**EXERCISE AIM**
Check every line of the material below, and show those that contain "built".

++++++

PR #3103, opened 2024-03-27
feat!: Use `Flame.images` in flame_texturepacker

### LINKED ISSUE #3096: texture packer can't override images
### Problem to solve

When using an Animation from TexturePacker where the assets are in a separate package, it is required to override the prefix of both the `AssetsCache` as well as as the `Images` to include `packages/my_package`

The `AssetsCache` can be overridden easily as texture_packer uses `Flame.assets` https://github.com/flame-engine/flame/blob/b1f01986b440ac18bb35b0d76963b2c66f49ea33/packages/flame_texturepacker/lib/src/texture_packer_atlas.dart#L104

However when loading the texture it uses a private custom image storage.

https://github.com/flame-engine/flame/blob/b1f01986b440ac18bb35b0d76963b2c66f49ea33/packages/flame_texturepacker/lib/src/texture_packer_atlas.dart#L147

This can't be overriden.

### Proposal

Use `Flame.images` to load the texture.
When loading the texture from a Storage this is already hapenning
https://github.com/flame-engine/flame/blob/b1f01986b440ac18bb35b0d76963b2c66f49ea33/packages/flame_texturepacker/lib/src/texture_packer_atlas.dart#L142

Making https://github.com/flame-engine/flame/blob/b1f01986b440ac18bb35b0d76963b2c66f49ea33/packages/flame_texturepacker/lib/src/texture_packer_atlas.dart#L147 the only usage of the private `_images` field

### More information

_No response_

### Other

ABausG:
# Description

Using `Flame.images` instead of a custom `ImageCache` in `TexturePackerAtlas` allowing users to override the `ImageCache`'s prefix to support loading Atlas Animations from different packages.
Due to this change the `prefix` of the used `ImageCache` changed from `assets/` to `assets/images/`

## Checklist

## Breaking Change?

### Migration instructions

Either move all sprites and textures from `assets/` to `assets/images/` or provide a custom cache using `images: Images(prefix: 'assets/')`or use `Flame.images.prefix = 'assets/'` to point to the same Location as before. Be aware that the latter approach might interfere with loading other Image Assets

## Related Issues
Closes #3096 


spydon (approved):
I was going to suggest that we let the user pass in an optional custom cache too, but since that argument will have to go through so many methods I think we can leave that as a follow-up for when someone needs it.

ABausG:
> [...] that argument will have to go through so many methods

If I counted correctly it would be ~6 methods with a maximum call chain of 3. This would then still be kind of reasonable I guess.

If this route is taken would you suggest we keep a `Images(prefix: 'assets/')` as the default? Then this wouldn't even be a breaking change!

Happy to adjust that @spydon

spydon:
> If I counted correctly it would be ~6 methods with a maximum call chain of 3. This would then still be kind of reasonable I guess.

Alright, if you want to adjust it you can follow how it's done in the parallax:
https://github.com/flame-engine/flame/blob/main/packages/flame/lib/src/parallax.dart#L147

> If this route is taken would you suggest we keep a `Images(prefix: 'assets/')` as the default? Then this wouldn't even be a breaking change!

I think the breaking change is still worth it, it's good to default to `Flame.images`.

ABausG:
@spydon adjusted to pass the custom cache through. Also applying the custom cache for the Assets Loading.

Also adjusted the PR description to include the 3rd way of migrating the version

PR #3113, opened 2024-04-03
feat: Loading builder for Route

PistonShot1:
# Description

This change is mainly to make it easier for specifying loading screen along when routing between component using the ``RouterComponent``. Currently the change is only made on ``Route``, that now have optional ``loadingBuilder`` to Route constructor which would expect a ``Component``, which would be added as the loading page/screen while  ``onLoad`` of the ``builder`` (the main routing component) to be completed.

## Checklist

## Breaking Change?


packages/flame/lib/src/components/route.dart
```diff
@@ -118,17 +125,31 @@ class Route extends PositionComponent
   /// also be added as a child component.
   Component? _page;
 
+  /// The loadingpage that was built and is now owned by this route. This
+  /// loadingpage will also be added as a child component.
+  Component? _loadingpage;
```
spydon, line 130:
```suggestion
  Component? _loadingPage;
```

spydon (approved):
Lgtm, very clean implementation.
Could you add a simple test that just tests that both the loadingPage and then the page is shown?
It would be in here:
https://github.com/flame-engine/flame/blob/main/packages/flame/test/components/route_test.dart

packages/flame/lib/src/components/route.dart
spydon: The spell checker step in the pipeline will also be happy once this is updated.

PistonShot1:
wait ya , dont merge yet, adding test for this

PistonShot1:
Don't merge yet.

hi @spydon , sorry I was away for awhile. Just pushed new one with test. Anyways, I just have problem it making a full test to check if the loading component was mounted before it was removed. I was only able to check for loading component was removed and the builder component ( page component) was mounted right after it was removed.

If you look at the file route_test.dart , I added test and also did add few comments , to explain the situation for the test coverage. Sorry I am not that good at coming with test, but I did manually check it by linking my version of flame repo to one of my old flame game, I mean my flame in pubspec refer to my git repo instead of pub.dev and test this feature I added, according to my observation it did work to what I expected.

PistonShot1:
I mean does checking the loading component was removed technically means it also verifies that it was mounted before right . So if that is the case then the test I added already suffice ?

packages/flame/test/components/route_test.dart
```diff
@@ -474,6 +475,51 @@ void main() {
...
+      // mounted before it was removed.
+
+      // expect(
+      //   loadingComponent.isMounted,
+      //   isTrue,
+      // );
+      // expect(
+      //   pageComponent.isMounted,
+      //   isFalse,
+      // );
```
spydon, line 510: I don't think I follow why this doesn't work, what are you getting here currently?

PistonShot1: I'm sorry , False is being expected for 503, as for 507 it does pass

spydon: Why is false expected for 503? Since the route is added it should be showing the `loadingComponent` right?

PistonShot1: I just found, I made an error in the checking at line 514 is not accurate in this commit, it should be expecting True, but I checked there for False and it passed

That means my loading component was never mounted even before and after the main component was mounted? 
Maybe, that mean my implementation may have some error ?

spydon: I'm guessing that due to how `Future.delayed` works in tests the `loadingComponent` was added and removed in the same tick. You could pass in a future to the `_HeavyComponent` that you manually complete after you have checked that the `loadingComponent` is mounted.

renancaraujo (approved):

packages/flame/test/components/route_test.dart
spydon: Did you have any more time to look at this @PistonShot1?

PistonShot1: Sorry for the delays got caught up with another project, but I am trying to implement the approach you mentioned , to pass a future that I can manually complete, I am not exactly sure how to implement this . I am assuming with `Completer` or sort ?

spydon: Yeah, `Completer` should work

PistonShot1: the test for checking if the `loadingComponent` was mounted and remove, both doesn't pass (at line 499 and at line 509), as I have commented, it is some how implying that the loadingPage was never mounted. I am not sure why, but the changes I added at `packages/flame/lib/src/components/route.dart` (line 146-151), supposed have mounted and removed after awaiting `_page!.loaded;`

spydon:
@PistonShot1 have you made any progress on this? :)

PistonShot1:
@spydon . I have fixed it, sorry took so long for such a small feature addition, I gave up after the test keep on fail, but as you suspected it was the way I wrote the test, now it works fine and should be working and passed the expected tests

packages/flame/lib/src/components/route.dart
```diff
@@ -53,6 +55,11 @@ class Route extends PositionComponent
   /// in which case the user must override the [build] method.
   final Component Function()? _builder;
 
+  /// The function that will be invoked that will build the loading page
+  /// component when this route first becomes active. Can be left `null`,
+  /// in which case it is not required.
```
spydon, line 60:
```suggestion
  /// The function that will build the loading page component, which is shown
  /// when this route first becomes active, but hasn't fully loaded yet.
```

packages/flame/lib/src/components/route.dart
```diff
@@ -118,17 +125,32 @@ class Route extends PositionComponent
   /// also be added as a child component.
   Component? _page;
 
+  /// The loadingPage that was built and is now owned by this route. This
+  /// loadingPage will also be added as a child component.
```
spydon, line 129:
```suggestion
  /// The loadingPage that was built and is now owned by this route. The
  /// [_loadingPage] will also be added as a child component.
```

packages/flame/lib/src/components/route.dart
```diff
@@ -118,17 +125,32 @@ class Route extends PositionComponent
...
+    (_loadingBuilder != null) ? _addLoadingPage() : _page!.addToParent(this);
     onPush(previousRoute);
   }
 
+  /// Adds the [_loadingPage] to the parent and invoked by [didPush] , when
+  /// [_loadingBuilder] is specified
+  Future<void> _addLoadingPage() async {
+    _loadingPage ??= _loadingBuilder!()..addToParent(this);
+    await _loadingPage!.loaded;
+    await _page!.addToParent(this);
```
spydon, line 149:
```suggestion
    await add(_page!);
```

spydon (approved):
Lgtm!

++++++

**WRITTEN ANSWER**
+  /// The loadingpage that was built and is now owned by this route. This
+  /// The loadingPage that was built and is now owned by this route. This
  /// The loadingPage that was built and is now owned by this route. The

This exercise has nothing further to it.